- [Task goal] In the records below, work out how many lines hold the word "understanding". Report the number alone.

Stored data entries
PR #175, opened 2025-06-13
Add support for graph and invocation errors

earhart:


src/tensorlake/error.py
```diff
@@ -10,3 +10,25 @@ def __str__(self):
 class GraphStillProcessing(Exception):
     def __init__(self) -> None:
         super().__init__("graph is still processing")
+
+
+class InvocationError(Exception):
```
eabatalov: The existing errors in this file are coming from Server API. Would be confusing for future readers (both us and workflows users) I think.

eabatalov: More like api_errors.py/http_error.py and function_errors.py would work better with a comment on what's in these files.

src/tensorlake/function_executor/handlers/run_function/handler.py
```diff
@@ -92,9 +93,9 @@ def _run_func_safe_and_captured(self, inputs: FunctionInputs) -> RunTaskResponse
                 finally:
                     # Ensure that whatever outputted by the function gets captured.
                     self._flush_logs()
-        except Exception:
+        except Exception as exc:
```
eabatalov: Nit. We typically catch "Exception as e" afaik.

src/tensorlake/function_executor/handlers/run_function/response_helper.py
```diff
@@ -1,9 +1,11 @@
 from typing import List, Optional
 
-from tensorlake.functions_sdk.data_objects import TensorlakeData
+from tensorlake.error import GraphError, InvocationError
+from tensorlake.functions_sdk.data_objects import Failure, FailureScope, TensorlakeData
 from tensorlake.functions_sdk.functions import FunctionCallResult
 from tensorlake.functions_sdk.object_serializer import get_serializer
 
+from ...proto.function_executor_pb2 import FailureScope as ProtoFailureScope
```
eabatalov: Nit. Please consider if FailureScopeProto is more readable and applicable to other imports. idk but it seems to me like proto suffix makes reading easier but I'm not a native speaker.
Asking because it's better to have a consistent approach and I usually used Proto suffix

src/tensorlake/function_executor/proto/function_executor.proto
```diff
@@ -102,6 +102,23 @@ message Metrics {
     map<string, uint64> counters = 2;
 }
 
+enum FailureScope {
+    FAILURE_SCOPE_UNKNOWN = 0;
+    FAILURE_SCOPE_TASK = 1;        // The task failed, but can be retried.
+    FAILURE_SCOPE_INVOCATION = 2;  // The invocation cannot continue (e.g. invalid input).
+    FAILURE_SCOPE_GRAPH = 3;       // The graph is broken, requiring repair; block invocations.
```
eabatalov: idk if graph scope would ever be useful tbh but okay if it's not more effort to implement this..

src/tensorlake/function_executor/proto/function_executor.proto
```diff
@@ -111,6 +128,7 @@ message RunTaskResponse {
     optional bool is_reducer = 6;
     optional bool success = 7;
```
eabatalov, line 132: Let's mark success field for deletion then and stop using it in Executor?

src/tensorlake/function_executor/proto/function_executor.proto
```diff
@@ -111,6 +128,7 @@ message RunTaskResponse {
...
     optional Metrics metrics = 8;
+    optional FailureInfo failure = 9;  // Implies !success
```
eabatalov, line 134: Let's stop using success here and say that if this is not None then the task failed.

src/tensorlake/function_executor/proto/function_executor.proto
```diff
@@ -102,6 +102,23 @@ message Metrics {
...
 }
 
+enum FailureScope {
+    FAILURE_SCOPE_UNKNOWN = 0;
+    FAILURE_SCOPE_TASK = 1;        // The task failed, but can be retried.
+    FAILURE_SCOPE_INVOCATION = 2;  // The invocation cannot continue (e.g. invalid input).
+    FAILURE_SCOPE_GRAPH = 3;       // The graph is broken, requiring repair; block invocations.
+}
+
+message FailureInfo {
```
eabatalov, line 115: Why do we use "failure" instead of "error" term? I think error is much wider used,
Do we need Info suffix here, what value it adds?

This message would be useful in all cases where we run customer code. We run it in Task and in FE initialization. So we can't call it TaskError. We can call it CustomerCodeError. And let's use it both in RunTaskResponse and in InitializeResponse?

Calling it CustomerCodeError will prevent scope creep for it and makes it more clear on how to use it in future code maintenance.

src/tensorlake/function_executor/proto/function_executor.proto
```diff
@@ -102,6 +102,23 @@ message Metrics {
...
+    // Scope determines the overall system's behavior in response to this failure.
+    optional FailureScope scope = 1;
+
+    // Cls, Msg, and Trace are human-comprehensible diagnostics.
+    optional string cls = 2;
+    optional string msg = 3;
```
eabatalov, line 118: All the human comprehensive diagnostics is currently going into stderr.
With this change we're going very inconsistent with how we report human readable data. I think we should delete it from here and just add it to stderr until we decided that we're not using stderr and I won't expect this to happen for now.

src/tensorlake/function_executor/proto/function_executor.proto
eabatalov: But still set success for backward compatibility.

src/tensorlake/function_executor/handlers/run_function/response_helper.py
```diff
@@ -64,6 +66,18 @@ def failure_response(
             success=False,
         )
 
+        response.failure.scope = ProtoFailureScope.FAILURE_SCOPE_TASK
+        if failure.scope == FailureScope.Invocation:
+            response.failure.scope = ProtoFailureScope.FAILURE_SCOPE_INVOCATION
+        elif failure.scope == FailureScope.Graph:
+            response.failure.scope = ProtoFailureScope.FAILURE_SCOPE_GRAPH
+
+        response.failure.cls = failure.cls
```
eabatalov, line 72: Why do we need to save all this human readable data in response object if we already saved it to stderr and customers will see it in stderr?

src/tensorlake/error.py
earhart: Done

src/tensorlake/function_executor/handlers/run_function/handler.py
earhart: Done

src/tensorlake/function_executor/handlers/run_function/response_helper.py
earhart: Done -- TBH as a native English speaker I find both fine, but if the suffix is easier for you I'm definitely good with that.  :-)

src/tensorlake/function_executor/proto/function_executor.proto
earhart: Removed

src/tensorlake/function_executor/proto/function_executor.proto
earhart: Yeah, once these PRs land and are deployed I think we can go back and remove this field.

src/tensorlake/function_executor/proto/function_executor.proto
earhart: +1 -- once these land and are deployed we should remove the success field.

src/tensorlake/function_executor/proto/function_executor.proto
earhart: It doesn't matter that much to me, but IMHO... an error is a very specific problem, like an exception being thrown; what the error causes is a failure of the overall task, and it's the task failure that we're reporting here.  <shrug>.  But like I said, I could go either way on this one if you think it's more clear some other way.

src/tensorlake/function_executor/handlers/run_function/response_helper.py
earhart: stderr is a bit much to go through at times, and keeping the failure cause separate makes it more straightforward to attach to the invocation failure and graph failure (I don't know that we want to be attaching all of stderr to those).

eabatalov:
This PR was replaced by https://github.com/tensorlakeai/tensorlake/pull/205

PR #193, opened 2025-06-19
Update event attributes to be consistent

j3m7:


pyproject.toml
```diff
@@ -1,6 +1,6 @@
 [tool.poetry]
 name = "tensorlake"
-version = "0.2.2"
```
eabatalov: Need to rebase the PR on main

src/tensorlake/function_executor/handlers/run_function/handler.py
```diff
@@ -36,7 +36,7 @@ def __init__(
         self._invocation_state: InvocationState = invocation_state
         self._logger = logger.bind(
             module=__name__,
-            graph_invocation_id=request.graph_invocation_id,
+            invocation_id=request.graph_invocation_id,
             task_id=request.task_id,
```
eabatalov, line 40: Let's add a new optional field allocation_id to the request and add it to the logger here.

eabatalov: We'll also need to set allocation_id on host Executor side in the request.

PR #202, opened 2025-06-24
Signature Detection Example Update

Itz-Antaripa:
- Updated example with langchain-tensorlake
- Removed helper functions


examples/signature-detection/langgraph-agent-signature-detection-cli/requirements.txt
```diff
@@ -3,4 +3,5 @@ langchain>=0.1.0
 langchain-openai>=0.1.0
 langgraph>=0.1.0
 tensorlake>=0.1.0
+langchain-tensorlake
```
drguthals: We only need `langchain-tensorlake` here because it will bring in the rest

examples/signature-detection/langgraph-agent-signature-detection-cli/signature_detection_langgraph_agent.py
```diff
@@ -215,164 +55,94 @@ class SignatureConversationAgent:
...
+    path = "path/to/your/document.pdf"
+
+    analysis_questions = [
+        "How many signatures were detected in this document and who are the parties involved?",
+        "What contextual information can you extract about any signatures?",
+        "Are there any missing signatures on any pages?",
+    ]
+
+    # run the example
+    asyncio.run(signature_detection_real_estate(path, analysis_questions))
```
drguthals: If we want to move the path and questions to this part instead of in the above function, let's also update the tutorial to reflect this.

src/tensorlake/function_executor/service.py
```diff
@@ -72,7 +72,7 @@ def initialize(
             graph_version=request.graph_version,
             fn=request.function_name,
         )
-        
+
```
drguthals: Despite this being a nothing change, lets remove this file change from this PR since it seems to have just been a mistake.

Itz-Antaripa: `make fmt` before the push made that change.

PR #207, opened 2025-06-27
feat: parse v2

drguthals:
- [x] Matching the parsing data models to the v2 api

## Contribution Checklist


src/tensorlake/documentai/parse.py
```diff
@@ -24,30 +24,42 @@ class ChunkingStrategy(str, Enum):
...
+    Supported MIME types for document parsing.
+
+    PDF: Portable Document Format files.
+    DOCX: Microsoft Word documents.
+    PPTX: Microsoft PowerPoint presentations.
+    KEYNOTE: Apple Keynote presentations.
+    JPEG: JPEG image files.
+    TEXT: Plain text files.
+    HTML: HTML files.
+    XLSX: Microsoft Excel spreadsheets.
```
diptanu: CSV, XLS

diptanu: PNG

src/tensorlake/documentai/parse.py
```diff
@@ -24,30 +24,42 @@ class ChunkingStrategy(str, Enum):
...
+class FormDetectionMode(str, Enum):
     """
-    Algorithm to use for parsing tables in a document.
+    Algorithm to use for detecting forms in a document.
 
-    TSR: Table Structure Recognition. Great for structured tables.
-    VLM: Visual Layout Model. Great for unstructured tables or semi-structured tables.
+    VLM: Uses a VLM to identify questions and answers in a form.
+         Does not provide bounding boxes and is prone to hallucinations.
+    OBJECT_DETECTION: Uses a layout detector to identify questions and answers.
```
diptanu: Lets make it TSR instead of object detection: Uses structure detection to understand the layout of the form to identify questions and answers.

src/tensorlake/documentai/parse.py
```diff
@@ -98,18 +132,70 @@ class ParsingOptions(BaseModel):
...
-    extraction_options: Optional[ExtractionOptions] = None
-    deliver_webhook: bool = False
-    detect_signature: Optional[bool] = False
-    table_summary: Optional[bool] = False
-    figure_summary: Optional[bool] = False
     disable_layout_detection: Optional[bool] = False
     form_detection_mode: Optional[FormDetectionMode] = (
         FormDetectionMode.OBJECT_DETECTION
     )
+    remove_strikethrough: bool = False
```
diptanu: remove_strikethrough_lines

src/tensorlake/documentai/parse.py
```diff
@@ -98,18 +132,70 @@ class ParsingOptions(BaseModel):
...
+class StructuredExtractionOptions(BaseModel):
+    """
+    Options for structured data extraction from a document.
+    """
+
+    chunking_strategy: Optional[ChunkingStrategy] = None
+    json_schema: Union[Type[BaseModel], Json] = Field(..., alias="schema")
+    model_provider: ModelProvider = ModelProvider.TENSORLAKE
+    page_class: Optional[str] = None
+    page_class_definition: Optional[str] = None
```
diptanu: Page Class defintion should be outside of structured extraction options. Its a separate request object.

src/tensorlake/documentai/parse.py
```diff
@@ -98,18 +132,70 @@ class ParsingOptions(BaseModel):
...
+        None,
+        description='Labels to attach to the parse operation. These labels can be used to store metadata about the parse operation. The format should be a JSON object, e.g. {"key1": "value1", "key2": "value2"}.',
+    )
+    mime_type: Optional[MimeType] = Field(
+        None,
+        description="The MIME type of the document being parsed. It is optional if `file_id` or `file_url` are provided, as the MIME type will be inferred from the file extension or content.",
+    )
+    page_range: Optional[str] = Field(
+        None,
+        description='The range of pages to parse in the document. This should be a comma-separated list of page numbers or ranges (e.g., "1,2,3-5"). If not provided, all pages will be parsed.',
```
diptanu: Write a note about inclusive vs exclusive page ranges.

src/tensorlake/documentai/parse.py
```diff
@@ -98,18 +132,70 @@ class ParsingOptions(BaseModel):
...
+    )
+    enrichment_options: Optional[EnrichmentOptions] = Field(
+        None,
+        description="Options for enriching a document with additional information.",
+    )
+    parsing_options: Optional[ParsingOptions] = Field(
+        None,
+        description="Additional options for tailoring the document parsing process.",
+    )
+    structured_extraction_options: Optional[StructuredExtractionOptions] = Field(
```
diptanu: We are missing page classifcation request, and we need to represent a list of structured extraction request. We should also verify that the schema names are different when people are sending multiple structured extraction requests.

src/tensorlake/documentai/parse.py
drguthals: Wait.. that doesn't make any sense. We need to talk about that if that is the case @diptanu 

Our understanding is that a structured data extraction object can have a page_class which is unique the this specific structured data extraction object (e.g. schema). That is how the API is also written. Are you saying that is different?

src/tensorlake/documentai/parse.py
drguthals: If we want this to be `remove_strikethrough_lines` we should update the API to match. Right now the API is `remove_strikethrough`: https://github.com/tensorlakeai/inkwell-server/blob/4a48f1c530e25cfc316a19fb01419e7b1e49d5d8/server/src/api/v2/routes/parse/request_http_objects.rs#L374

Why add the lines? Are you saying the entire line where a strikethrough exists will be removed? My understanding is only the words that have a strikethrough will be removed. If my understanding is correct, this should not be `remove_strikethrough_lines`

src/tensorlake/documentai/parse.py
drguthals: If this is TSR then this also needs to be changed in the API: https://github.com/tensorlakeai/inkwell-server/blob/4a48f1c530e25cfc316a19fb01419e7b1e49d5d8/server/src/api/v2/routes/parse/request_http_objects.rs#L460

I don't think this one is TSR, this is for Form Detection, not Table Parsing..

src/tensorlake/documentai/parse.py
drguthals: WRT "page classification request" - from the API and SDK perspective (e.g. the user perspective) I do not think this is a separate request.

src/tensorlake/documentai/parse.py
ilbum: Agreed, good callout.

src/tensorlake/documentai/parse.py
ilbum: Quick note, I also believe we should prevent double-negatives in our semantics if possible.

src/tensorlake/documentai/client.py
```diff
@@ -44,166 +55,283 @@ def __headers__(self):
...
+        page_range: Optional[str] = None,
+        labels: Optional[dict] = None,
+        mime_type: Optional[MimeType] = None,
+    ) -> dict:
+        payload = {}
+
+        # file check
+        if file.startswith("http://") or file.startswith("https://"):
+            payload["file_url"] = file
+        elif file.startswith("tensorlake-"):
```
drguthals, line 77: We were going to change this to be `file-` instead of `tensorlake-`. It's an internal change that can be a follow. I've opened an issue to change in the backend.

src/tensorlake/documentai/client.py
```diff
@@ -44,166 +55,283 @@ def __headers__(self):
...
-        """
-        response = self._client.get(
-            url=f"jobs/{job_id}",
-            headers=self.__headers__(),
-        )
-        response.raise_for_status()
-        return Job.model_validate(response.json())
+    def __create_parse_req__(
+        self,
+        file: str,
```
drguthals, line 61: Since we can also put raw text in here, I don't think naming this "file" makes sense. Maybe this should be "data"?

src/tensorlake/documentai/client.py
```diff
@@ -44,166 +55,283 @@ def __headers__(self):
...
+        if enrichment_options:
+            payload["enrichment_options"] = enrichment_options.model_dump(
+                exclude_none=True
+            )
 
-    async def get_job_async(self, job_id: str) -> Job:
+        if page_classifications:
+            payload["page_classifications"] = [
+                page_classification.model_dump(exclude_none=True)
+                for page_classification in page_classifications
```
drguthals, line 104: Woah...I didn't know you could do for loops like this in Python 🤯

src/tensorlake/documentai/client.py
drguthals: Fast follow -> Make `raw_text` a separate parameter and add logic to ensure at least a `file` or a `raw_text` is provided

src/tensorlake/documentai/client.py
```diff
@@ -44,166 +55,283 @@ def __headers__(self):
...
         """
         Wait for a job to complete.
         """
-        job = self.get_job(job_id)
-        finished_job = job
-        while finished_job.status in ["pending", "processing"]:
+        parse = self.get_parse(parse_id)
+        finished_parse = parse
+        print(f"Waiting for job {parse} to complete...")
+        while finished_parse["status"] in ["pending", "in_progress"]:
```
drguthals: Did we update `processing` to `in_progress`?

src/tensorlake/documentai/client.py
```diff
@@ -44,166 +55,283 @@ def __headers__(self):
...
+    async def wait_for_completion_async(self, parse_id: str) -> ParseResult:
         """
         Wait for a job to complete asynchronously.
         """
-        job = await self.get_job_async(job_id)
-        finished_job = job
-        while finished_job.status in ["pending", "processing"]:
+        parse = await self.get_parse_async(parse_id)
+        finished_parse = parse
+        while finished_parse["status"] in ["pending", "in_progress"]:
```
drguthals: Did we update `processing` to `in_progress`?

src/tensorlake/documentai/models/enums.py
```diff
@@ -0,0 +1,121 @@
...
+    GPT4OMINI = "gpt-4o-mini"
+
+
+class ParseStatus(str, Enum):
+    """
+    Status of a parse job in the v2 API.
+    """
+
+    PENDING = "pending"
+    IN_PROGRESS = "in_progress"
```
drguthals: Why is this one "in_progress" but the other is "processing", why did we change this?

src/tensorlake/documentai/models/enums.py
```diff
@@ -0,0 +1,121 @@
...
+class TableOutputMode(str, Enum):
+    """
+    Output mode for tables in a document.
+
+    JSON: The table is returned in JSON format.
+    MARKDOWN: The table is returned in Markdown format.
+    HTML: The table is returned in HTML format.
+    """
+
+    JSON = "json"
```
drguthals: I think this was meant to be removed.
```suggestion

```

drguthals: @diptanu we wanted tables to only be Markdown or HTML right?

src/tensorlake/documentai/models/enums.py
```diff
@@ -0,0 +1,121 @@
...
+    IN_PROGRESS = "in_progress"
+    COMPLETED = "completed"
+    FAILED = "failed"
+
+
+class TableOutputMode(str, Enum):
+    """
+    Output mode for tables in a document.
+
+    JSON: The table is returned in JSON format.
```
drguthals:
```suggestion

```

If my comment below is correct.

src/tensorlake/documentai/models/enums.py
drguthals: That's what matches our API: https://github.com/tensorlakeai/inkwell-server/blob/0431d13a52144de568aa7d011b199bcef906c747/server/src/api/v2/routes/parse/request_http_objects.rs#L526

src/tensorlake/documentai/models/enums.py
```diff
@@ -0,0 +1,121 @@
...
+    Algorithm to use for detecting forms in a document.
+
+    VLM: Uses a VLM to identify questions and answers in a form.
+         Does not provide bounding boxes and is prone to hallucinations.
+    TSR: Uses a layout detector to identify questions and answers.
+         Does not work well with very complex forms.
+    """
+
+    VLM = "vlm"
+    TSR = "tsr"
```
drguthals: Are we sure `FormDetectionMode` is `VLM` or `TSR`? Isn't `TSR` for tables?

```suggestion
    ObjectDetection = "option_detection"
```

https://github.com/tensorlakeai/inkwell-server/blob/0431d13a52144de568aa7d011b199bcef906c747/server/src/api/v2/routes/parse/request_http_objects.rs#L568

src/tensorlake/documentai/models/options.py
```diff
@@ -0,0 +1,146 @@
...
+    )
+    disable_layout_detection: bool = Field(
+        False,
+        description="Useful flag for documents with a lot of tables or images. If set to `true`, the API will skip the layout detection step, and directly extract text from the document.",
+    )
+    form_detection_mode: FormDetectionMode = Field(
+        FormDetectionMode.VLM,
+        description="Algorithm to use for detecting forms in a document.",
+    )
+    remove_strikethrough_lines: bool = Field(
```
drguthals, line 58: Didn't we decide to have this be `remove_strikethrough`?

```suggestion
    remove_strikethrough: bool = Field(
```

src/tensorlake/documentai/client.py
diptanu: This is an internal api, probably doesn’t matter. I hope the parse api resembles what we have on HTTP api?

src/tensorlake/documentai/models/enums.py
diptanu: Yes just html and md

src/tensorlake/documentai/models/enums.py
diptanu: It used to be object detection before. TSR is closer to what happens internally, we retain the structure of the form.

src/tensorlake/documentai/models/options.py
diptanu: I think remove strikethrough lines is fine since it clearly explains what is going on? I am fine with whatever is easier to understand.

src/tensorlake/documentai/models/enums.py
ilbum: Don't know why, but I matched it with the API.

src/tensorlake/documentai/models/enums.py
ilbum: Done

src/tensorlake/documentai/models/enums.py
ilbum: We changed it to TSR at the API level.

src/tensorlake/documentai/client.py
ilbum: Yes I built it around what we have on HTTP API. 👍

src/tensorlake/documentai/models/enums.py
drguthals: Hmmm ok - @miguelhrocha can you chime in as to why we changed that in the API?

PR #217, opened 2025-07-03
feat: parse results updates

ilbum:
## Description

- Refactor of Data Models for Document AI
- Updated get_parse and get_parse_async methods in client.py to return validated ParseResult Pydantic model instances instead of raw JSON.

## Contribution Checklist


drguthals (approved):
🚢

PR #225, opened 2025-07-07
feat: Datasets V2

miguelhrocha:
## Contribution Checklist


diptanu (approved):

src/tensorlake/documentai/client.py
```diff
@@ -394,256 +436,236 @@ def delete_file(self, file_id: str):
...
-            headers=self.__headers__(),
-            params={"cursor": cursor} if cursor else None,
-        )
-        response.raise_for_status()
-        result = PaginatedResult[Job].model_validate(response.json())
-        return result
+        # file check
+        if file.startswith("http://") or file.startswith("https://"):
+            payload["file_url"] = file
+        elif file.startswith("tensorlake-"):
```
drguthals, line 650: This makes sense for now, but I think this is something we need to update in the future. For example, what if I sent:
```
file="tensorlake-contract.pdf"
```
Or:
```
file=tensorlake-data/myfile.pdf
```

Then would this assume that this is a file_id?

src/tensorlake/documentai/models/enums.py
```diff
@@ -121,3 +121,8 @@ class TableParsingFormat(str, Enum):
 
     TSR = "tsr"
     VLM = "vlm"
+
+
+class DatasetStatus(str, Enum):
```
drguthals, line 126: So a dataset's status is `idle` if it's not currently parsing any documents and `processing` if it is?

src/tensorlake/documentai/client.py
drguthals: TODO:
1. @drguthals Ensure docs specify that Datasets is not uploading documents and so this needs to be either a URL, FileID, or Raw Test
2. @miguelhrocha Ensure that this is included in the test cases and that when someone does do this we will error out saying that `file_id 'tensorlake-contract.pdf' is not valid` (or whatever the error message says)

src/tensorlake/documentai/models/enums.py
miguelhrocha: Correct!

PR #6184, opened 2026-07-13
fix(v4): use exact flag in English locale messages

### LINKED ISSUE #6176: v4: `.length()` / `.size()` error messages ignore the `exact` flag
## Zod version

v4.4.3

## Minimal reproduction

```ts
import { z } from "zod";

z.string().length(4).parse("abc");
```

## Expected

Since `.length(4)` represents an exact constraint, the error message should indicate that the expected length is **exactly 4**, as it did in Zod v3.

## Actual

The error message uses range wording (e.g. `>=4` / `<=4`), even though the generated issue already contains `exact: true`.

## Additional context

While investigating this, I found that:

* `exact: true` is assigned for fixed-length validations in `core/checks.ts`.
* `exact` is part of the `too_small` / `too_big` issue types.
* None of the v4 locale renderers currently use `issue.exact` when formatting messages.
* The v3 English locale did use `issue.exact` to produce messages such as "exactly 4".
* I couldn't find an existing issue or PR covering this behavior.

Before opening a PR, I'd like to confirm whether this is an unintended regression. If so, I'd be happy to submit a focused PR updating the English locale together with the relevant tests.

deepshekhardas:
Updates the v4 English locale to honor the exact flag on too_small/too_big issues. Closes #6176.

### DIFF
--- a/packages/zod/src/v4/locales/en.ts
+++ b/packages/zod/src/v4/locales/en.ts
@@ -71,15 +71,26 @@ const error: () => errors.$ZodErrorMap = () => {
         if (issue.values.length === 1) return `Invalid input: expected ${util.stringifyPrimitive(issue.values[0])}`;
         return `Invalid option: expected one of ${util.joinValues(issue.values, "|")}`;
       case "too_big": {
-        const adj = issue.inclusive ? "<=" : "<";
         const sizing = getSizing(issue.origin);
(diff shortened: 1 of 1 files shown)


deepshekhardas:
Superseded by #6242 — cleaner locale-only fix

- [Reply] 2